Ставить столп вызвались полковник Ивам Елисеевич Цыклер да подполковник Иван Озеров.
И воздвигли на Красной площади высокий каменный столб. С четырёх сторон прикрутили к столбу четыре железных листа. На тех листах были вырезаны имена государевых людей, убитых за три майских дня: 15-го, 16-го, 17-го. Под именами сказаны вины убиенных.
На этих же листах золотою чеканкою прописана была царская похвала надворной пехоте за верную службу, а также права воинских людей и все их льготы.
То был первый русский памятник на Русской земле. И судьба его была как у всех русских памятников.
Больно жарко любим, ненавидим — до стона в жилах.

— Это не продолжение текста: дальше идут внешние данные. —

PR #2596, opened 2025-06-16
Prepare for release 7.1.3

jeremypw:
Need another release soon as there was a released regression in drag and drop.

### DIFF
--- a/data/files.metainfo.xml.in.in
+++ b/data/files.metainfo.xml.in.in
@@ -66,7 +66,6 @@
       <description>
         <p>Minor updates:</p>
         <ul>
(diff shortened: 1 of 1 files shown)


danirabbit:
@jeremypw I'd be in favor of reverting #2586 for now so we can maybe get some better testing on it and figure out the bugs before re-merging

jeremypw:
> @jeremypw I'd be in favor of reverting #2586 for now so we can maybe get some better testing on it and figure out the bugs before re-merging

Agreed, even though I fixed the regression you noticed there may be further unexpected issues or a better way of fixing the existing ones.

PR #2601, opened 2025-06-19
Fix regression in copy/paste and DnD

jeremypw:
Fixes regression caused by #2595

### DIFF
--- a/libcore/DndHandler.vala
+++ b/libcore/DndHandler.vala
@@ -330,6 +330,7 @@ namespace Files {
                     target = FileUtils.sanitize_path (target, null, keep_protocol);
                     //Leave it to recipient to quote if required when receiving a uri list by DnD
                     //Terminal app applies quotes but not text entries for example
+                    sb.append (target);
                     sb.append ("\r\n"); /* Drop onto Filezilla does not work without the "\r" */
                 });
             } else {


zeebok:
- [x] Drop image file into Github comment on Chrome works (Not on Firefox which inserts the filename)
- [x] Drop image file onto Code text editor inserts filename (unquoted)
- [x] Drop text file onto Code Welcome screen opens as doc
- [x] Drop text file onto Code doc inserts filename (unquoted)
- [x] Drop image file onto elementary Terminal shell inserts filename (quoted)
- [x] Drop image file onto elementary Terminal tab navigates tab to parent folder 
 > ^^^ This does cause a rapid succession of notifications since Files remains focused; might be nice to bypass the notifications or to pull focus in the future
- [x] Drop folder onto elementary Terminal tab navigates tab to folder
 > ^^^ This does cause a rapid succession of notifications since Files remains focused; might be nice to bypass the notifications or to pull focus in the future
- [x] Drop folder onto elementary Terminal add button opens new tab at folder
- [x] Drag and drop file onto its parent
> How did you test this? If I perform this drag and drop from one Files window to another, nothing happens. Drag and drop to the same parent folder on the side bar makes a copy
- [x] Copy paste file onto its parent creates a copy (renamed)
- [x] Copy paste a file into another folder creates a copy (same name)
- [x] Cut paste a file into another folder moves it

zeebok:
@jeremypw Did the testing, it seems pretty reliable for me on OS8/Wayland

jeremypw:
I'll check what the DnD behaviour on OS8/Wayland/VM was for an earlier (unbroken) release.

jeremypw:
V7.1.0 behaves the same for me when dragging onto its parent using OS8/Wayland in a VM - it fails. So its not due to recent changes and can be investigated later.

jeremypw:
I'll leave unmerged for a little while in case anyone else wants to hammer it. I'll merge tomorrow.

jeremypw:
Drag and drop onto parent works for Classic session on OS8 so there seems to be a bug somewhere in Gtk3/Wayland/VM  in relation to DnD it seems a certain signal is not being generated.

jeremypw:
For some reason on Wayland the Gdk.Context associated with the drag does *not* include `Gdk.DragAction.LINK` whereas with X it does (the drag is set up in Code to allow linking). As linking is the only allowed action when dropping onto the same folder nothing happens in Wayland whereas a link is created in X :shrug:

PR #2610, opened 2025-07-05
Date format: expose setting

jeremypw:
Any setting that is actively supported should be accessible through the UI.  A user could have reason to change the datetime format for a particular folder/purpose.

For now, the existing three options are exposed as radiobuttons appended to the AppMenu.  

Screenshot from 2025-09-19 15 35 04


src/View/Widgets/AppMenu.vala
```diff
@@ -112,6 +113,21 @@ public class Files.AppMenu : Gtk.Popover {
...
         show_remote_thumbnails.get_style_context ().add_class (Gtk.STYLE_CLASS_MENUITEM);
 
+        ///TRANSLATORS The format of the date (possibly with time) shown in the Modified column of the file view
+        var datetimeformat_label = new Gtk.Label (_("Date & Time Format"));
+        datetimeformat_combo = new Gtk.ComboBoxText ();
+        datetimeformat_combo.append_text (DateFormatMode.ISO.to_string ());
+        datetimeformat_combo.append_text (DateFormatMode.LOCALE.to_string ());
+        datetimeformat_combo.append_text (DateFormatMode.INFORMAL.to_string ());
+        //TODO Add a custom format wizard? Or a detailed informat format? Or "days ago" format?
+        datetimeformat_combo.active = (int) Files.Preferences.get_default ().date_format;
```
ryonakano, line 123: I'm not sure if a combobox is appropriate because we're already opening an popover here so resulting a duplicated popover.

What do you think about using a radio button like we do in Maps?

スクリーンショット 2025-09-18 20 55 35

libcore/Enums.vala
```diff
@@ -253,4 +253,41 @@ namespace Files {
...
+                case LOCALE:
+                    return _("Locale");
+                case INFORMAL:
+                    return _("Informal");
+                default:
+                    assert_not_reached ();
+            }
+        }
+
+        public static DateFormatMode from_string (string format) {
```
ryonakano, line 277: It looks like this method is not called anywhere, is this expected?

src/View/Widgets/AppMenu.vala
jeremypw: Thanks - I'll try that.

libcore/Enums.vala
jeremypw: Ah, this is because the setting was originally a string but its now an enum so this is not needed any longer. I'll remove.

src/View/Widgets/AppMenu.vala
```diff
@@ -139,6 +157,37 @@ public class Files.AppMenu : Gtk.Popover {
...
+                app_settings.set_enum ("date-format", DateFormatMode.LOCALE);
+            } else {
+                app_settings.set_enum ("date-format", DateFormatMode.INFORMAL);
+            }
+        }
+
+        iso_button.toggled.connect (() => on_dateformat_changed ());
+        locale_button.toggled.connect (() => on_dateformat_changed () );
+        informal_button.toggled.connect (() => on_dateformat_changed ());
+
```
ryonakano, line 190: I think the following code would be better rather than creating an local method:

```vala
        iso_button.toggled.connect (() => {
            if (iso_button.active) {
                app_settings.set_enum ("date-format", DateFormatMode.ISO);
            }
        });
        locale_button.toggled.connect (() => {
            if (locale_button.active) {
                app_settings.set_enum ("date-format", DateFormatMode.LOCALE);
            }
        });
        informal_button.toggled.connect (() => {
            if (informal_button.active) {
                app_settings.set_enum ("date-format", DateFormatMode.INFORMAL);
            }
        });
```

src/View/Widgets/AppMenu.vala
```diff
@@ -9,6 +9,7 @@ public class Files.AppMenu : Gtk.Popover {
     private Gtk.Button zoom_default_button;
     private Gtk.Button zoom_in_button;
     private Gtk.Button zoom_out_button;
+    private Gtk.ComboBoxText datetimeformat_combo;
```
ryonakano, line 12:
```suggestion
```

Seems like a leftover

libcore/FileUtils.vala
```diff
@@ -615,25 +619,18 @@ namespace Files.FileUtils {
...
-            format = dateformatmode;
-        }
-
-         switch (format) {
-            case "locale":
+        switch (format) {
+            case DateFormatMode.LOCALE:
                 return dt.format ("%c");
-            case "iso" :
+            case DateFormatMode.ISO :
```
ryonakano, line 633:
```suggestion
            case DateFormatMode.ISO:
```

We should unify if we have a space here with `case DateFormatMode.LOCALE:` and `default:`

libcore/Enums.vala
```diff
@@ -253,4 +253,27 @@ namespace Files {
...
+                case INFORMAL:
+                    return _("Informal");
+                default:
+                    assert_not_reached ();
+            }
+        }
+
+    }
+
 }
```
ryonakano, line 279:
```suggestion
        }
    }
}
```

I (possibly personally) prefer not having newlines here.

src/View/Widgets/AppMenu.vala
```diff
@@ -112,6 +112,17 @@ public class Files.AppMenu : Gtk.Popover {
...
+        ///TRANSLATORS The format of the date (possibly with time) shown in the Modified column of the file view
+        var datetimeformat_header = new Granite.HeaderLabel (_("Date & Time Format"));
+
+        var iso_button = new Gtk.RadioButton.with_label (null, DateFormatMode.ISO.to_string ());
+        iso_button.get_style_context ().add_class (Gtk.STYLE_CLASS_MENUITEM);
+        var locale_button = new Gtk.RadioButton.with_label_from_widget (iso_button, DateFormatMode.LOCALE.to_string ());
+        locale_button.get_style_context ().add_class (Gtk.STYLE_CLASS_MENUITEM);
+        var informal_button = new Gtk.RadioButton.with_label_from_widget (iso_button, DateFormatMode.INFORMAL.to_string ());
+        informal_button.get_style_context ().add_class (Gtk.STYLE_CLASS_MENUITEM);
+        //TODO Add a custom format wizard? Or a detailed informat format? Or "days ago" format?
```
ryonakano, line 124: I think we should simply remove this TODO and file an issue if we won't address it in this PR but really want to in the future. TODO comments are often buried in projects that have many source codes and are developed by multiple developers.

jeremypw: OK, I've now limited this PR to exposing the setting.  We can consider other formats later.

ryonakano (approved):
Thank you!

PR #2616, opened 2025-07-10
FileOperations: Re-escape uris from Clipboard or DNDHandler before use in fileoperations

### LINKED ISSUE #2615: Files with names containing `#` characters are not transferred correctly.
### What Happened?

Tried to move a file named "### Test ###" into a subfolder. The operation failed with a message that it not possible to move a folder into one of its children.  The parent folder seems to be moved rather than the file.

### Steps to Reproduce

1. Open a folder containing a subfolder and a file containing `#` in the name
2. Try to move the file in to the subfolder

### Expected Behavior

The file gets moved like any other file

### OS Version

8.x (Circe)

### OS Architecture

amd64 (on most hardwares)

### Session Type

### Software Version

### Log Output

```shell

```

### Hardware Info

_No response_

jeremypw:
Fixes #2615

After #2268 files being copied or dragged have their name sanitized before being given to the recipient so that they appear correctly when pasted/dropped as text.  However, they were not being re-escaped when used in a file operation and this caused the operation to fail for some files.  This PR fixes that.

After this PR, copy/dragging a file should work both to a text document or terminal and to another folder in Files (or Dolphin or Nautilus at least).

Note that Dolphin does not unescape filenames when transferred as text but Nautilus does.


vjr (dismissed):
The code LGTM but I can't confirm (repro) the fix works...

lenemter:
When dragging a file with '#' in its name into the Terminal, the pasted path gets cut off after '#'

jeremypw:
> When dragging a file with '#' in its name into the Terminal, the pasted path gets cut off after '#'

Nautilus seems to have the same problem (with Pantheon Terminal).

jeremypw:
Cut and paste works correctly.

jeremypw:
This appears to be a bug in Terminal not Files - the "sanitization" of dropped uris is causing this truncation.

jeremypw:
See #877 for Terminal fix.

zeebok:
Hmmm just tested in a VM. It does fix D&Ding the `##test##.txt` to a subfolder, but dragging into Terminal or Code (or an mp3 into Music) still doesn't seem to work. Terminal only shows the folder of the file, Code crashes, and Music sees the mp3 as invalid.

jeremypw:
@zeebok Thanks for the review - it is hard to fix this problem without introducing problems elsewhere hence the need for multiple testers. There is a Terminal PR to fix handling `#` there (https://github.com/elementary/terminal/pull/877). I'll look into the other instances you mentioned to see where the problem lies.

jeremypw:
@zeebok I cannot reproduce the problem with pasting into Code I am afraid (using current master version of Code on OS8).

I notice that pasting from other file managers into Terminal also truncates confirming that it is a Terminal bug.

jeremypw:
I can conform that pasting into Music is problematic.  I suspect it is because Files is including the `files://` protocol for local files.

jeremypw:
Hmm, I now cannot reproduce the Music issue after recompiling Music from source, neither on version 8.0.0 or version 7.0.0 of Music, at least with files not containing `#` so I am not sure what version of Music I was running before.   However, I cannot drop files onto a similar third-party music app (Amberol) but Nautilus e.g. can.  I cannot see any difference in the URI of a file dropped by Files and Nautilus so that is puzzling.

There is a problem similar to Terminal in Music where the URI of files is truncated at the first occurrence of `#` but in that case it does not occur with other file managers.

jeremypw:
@zeebok I'd be grateful for your review after the latest commits.  I noticed that Files was only providing the TargetType TEXT_URI_LIST to other apps - I've fixed that although I don't think it is related to this issue necessarily. I've also tried to clarify the code a little with better names and comments.
Also, I've reverted the stringbuilder function to work as it did in version 6.x i.e. it only sanitizes the path when providing a TargetType.STRING.

I suggest you test using Music compiled from source as the current release has issues with dropped files. I also suggest testing with Terminal compiled from https://github.com/elementary/terminal/pull/877.

I could not get dropping onto Amberol to work - maybe because it is a Gtk4 app and DnD is done differently?  I think any issues with 3rd party apps will have to be left for another PR.

libcore/DndHandler.vala
```diff
@@ -294,42 +294,53 @@ namespace Files {
...
                                  sb.data);
 
         }
 
-        // Used when copying a file item
-        public static void set_selection_text_from_file_list (Gtk.SelectionData selection_data,
+        // Used when TargetType is STRING
+        public static void set_selection_data_as_text (Gtk.SelectionData selection_data,
                                                               GLib.List<Files.File> file_list,
                                                               string prefix = "") {
```
lenemter, line 317:
```suggestion
        public static void set_selection_data_as_text (Gtk.SelectionData selection_data,
                                                       GLib.List<Files.File> file_list,
                                                       string prefix = "") {
```

libcore/DndHandler.vala
```diff
@@ -294,42 +294,53 @@ namespace Files {
             return sb.str;
         }
 
-        // Used when dragging a file item
-        public static void set_selection_data_from_file_list (Gtk.SelectionData selection_data,
+        // Used when TargetType is TEXT_URI_LIST
+        public static void set_selection_data_as_file_list (Gtk.SelectionData selection_data,
                                                               GLib.List<Files.File> file_list,
                                                               string prefix = "") {
```
lenemter, line 300:
```suggestion
        public static void set_selection_data_as_file_list (Gtk.SelectionData selection_data,
                                                            GLib.List<Files.File> file_list,
                                                            string prefix = "") {
```

libcore/DndHandler.vala
```diff
@@ -294,42 +294,53 @@ namespace Files {
...
+                TargetType.STRING
+            );
             sb.truncate (sb.len - 2);  /* Do not want "\r\n" at end when pasting into text*/
             selection_data.set_text (sb.str, (int)(sb.len));
         }
 
         private static void set_stringbuilder_from_file_list (GLib.StringBuilder sb,
                                                               GLib.List<Files.File> file_list,
-                                                              bool keep_protocol) {
+                                                              uint info) {
```
lenemter, line 331:
```suggestion
                                                              TargetType type) {
```

libcore/FileUtils.vala
```diff
@@ -21,14 +21,15 @@ namespace Files.FileUtils {
...
     public GLib.List<GLib.File> files_from_uris (string uris) {
         var result = new GLib.List<GLib.File> ();
         var uri_list = GLib.Uri.list_extract_uris (uris);
-        string unquoted_uri;
         foreach (unowned string uri in uri_list) {
             try {
-                unquoted_uri = Shell.unquote (uri); // Extracted uri may be quoted
-                result.append (GLib.File.new_for_uri (unquoted_uri));
+                var unquoted_uri = Shell.unquote (uri); // Extracted uri may be quoted
+                var escaped_uri = escape_uri (unquoted_uri); // Uris from clipboard or DNDHandler are unescaped/sanitized
```
lenemter, line 31: This function handles uris, they must be escaped if they get to here. And when checking with prints they appear identical:
image

lenemter (changes requested):

libcore/DndHandler.vala
jeremypw: Can we be sure that `info` is a valid TargetType?

libcore/FileUtils.vala
lenemter: Yes, URIs **must** escape special characters as specified by URI syntax -- https://en.wikipedia.org/wiki/Uniform_Resource_Identifier#Syntax. If it's not escaped the URI is invalid. I don't think we should try to fix issues in other applications that use URI incorrectly.

jeremypw:
@lenemter I've incorporated your suggested changes and it works correctly with [Terminal](https://github.com/elementary/terminal/pull/894).  I am still getting issue https://github.com/elementary/music/issues/816 with Music though whereas Dolphin and Nautilus work correctly. This is using a file with`#` and spaces in the file name.

May be because the `main` branch is now `Gtk4` I guess.

jeremypw:
@lenemter Its started working with Music now! Not sure what's going on. Must have been running a different version to the one I thought :shrug:

jeremypw:
@lenemter I've made the requested change - sorry I missed that.  It seems to work OK but I would be grateful for more testing.

jeremypw:
Hmm, dropping onto the pathbar seems broken.

Update: This seems to be an issue in `main`

jeremypw:
Also dropping some files (containing hash in name) onto Dolphin is broken but works on Nautilus :shrug:

Update:  Dropping the same file from Nautilus doesn't work either so maybe a Dolphin issue.

lenemter (approved):
LGTM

Тот немудрёный стрелецкий памятник был, однако ж, неповторимым. Славил убийц, но он же пригвождал к камню тех, кто грабил народ, кто поливал Русскую землю русской крестьянской кровью, не зная меры. (О князе Долгоруком речь).
Где нам такой-то памятник поставить. А надо бы, пусть на невечные времена, с именами разорителей великой России, с именами убийц прошлых и нынешних. Сто раз повторено: история никого ничему не научила, но память — она ведь лава кипящая! Вулкан молчит, дремлет, но уж ахнет — так огонь и дым до звёзд.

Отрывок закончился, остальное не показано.